In the data below, find every line with the word "title" and copy it.

■ **Saved data entries**:

....

PR #373, opened 2025-03-10
Fix for issue 359

burdena:
https://github.com/kro-run/kro/issues/359

### DIFF
--- a/pkg/graph/emulator/emulator.go
+++ b/pkg/graph/emulator/emulator.go
@@ -82,6 +82,10 @@ func (e *Emulator) generateValue(schema *spec.Schema) (interface{}, error) {
 	}
 
 	if enabled, ok := schema.VendorExtensible.Extensions["x-kubernetes-preserve-unknown-fields"]; ok && enabled.(bool) {
+		// Handle x-kubernetes-preserve-unknown-fields with no properties or type
+		if len(schema.Properties) == 0 && schema.Type == nil {
+			return e.generateString(schema), nil
+		}
 		// Handle x-kubernetes-preserve-unknown-fields
 		return e.generateObject(schema)
 	}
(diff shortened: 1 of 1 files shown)


a-hilaly:
Hi @burdena, thank you for your contribution! can you please confirm if this is still an issue with one of the nightly builds? https://github.com/kro-run/kro/pkgs/container/kro%2Fkro. If it's still an issue can we add some unit tests to validate that this is working?

a-hilaly:
also, quick suggestion: to help other reviewers understand your changes better, could you please update your PR with a more descriptive title and body?

pkg/graph/emulator/emulator.go
```diff
@@ -137,7 +141,7 @@ func (e *Emulator) generateObject(schema *spec.Schema) (map[string]interface{},
 	if schema == nil {
 		return nil, fmt.Errorf("schema is nil")
 	}
-
+
```
a-hilaly, line 144: Can you please run a gofmt on this file?

pkg/graph/emulator/emulator.go
```diff
@@ -82,6 +82,10 @@ func (e *Emulator) generateValue(schema *spec.Schema) (interface{}, error) {
 	}
 
 	if enabled, ok := schema.VendorExtensible.Extensions["x-kubernetes-preserve-unknown-fields"]; ok && enabled.(bool) {
+		// Handle x-kubernetes-preserve-unknown-fields with no properties or type
+		if len(schema.Properties) == 0 && schema.Type == nil {
+			return e.generateString(schema), nil
+		}
```
a-hilaly, line 88:
```suggestion
		// Handle x-kubernetes-preserve-unknown-fields with no properties or type
		if len(schema.Properties) == 0 && len(schema.Type) == 0 {
			return e.generateString(schema), nil
		}
```

a-hilaly (commented):
Thanks @burdena - looks like indeed this is still an issue. I'm curious to known which CRD are you trying to use with kro? haven't seen this case before :)

Can you please provide a description and title for this PR? these are used to generate our changelog

burdena:
@a-hilaly https://github.com/dapr/dapr/blob/master/charts/dapr/crds/components.yaml. 

This seems to be working in 0.2.2, https://github.com/kro-run/kro/pull/325/files fixes it ?

a-hilaly:
@burdena indeed looks like @jknutson fixed it in #325 :). Also, i'm glad to see dapr and kro usage!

....

■ **EXERCISE RESPONSE**:
also, quick suggestion: to help other reviewers understand your changes better, could you please update your PR with a more descriptive title and body?
Can you please provide a description and title for this PR? these are used to generate our changelog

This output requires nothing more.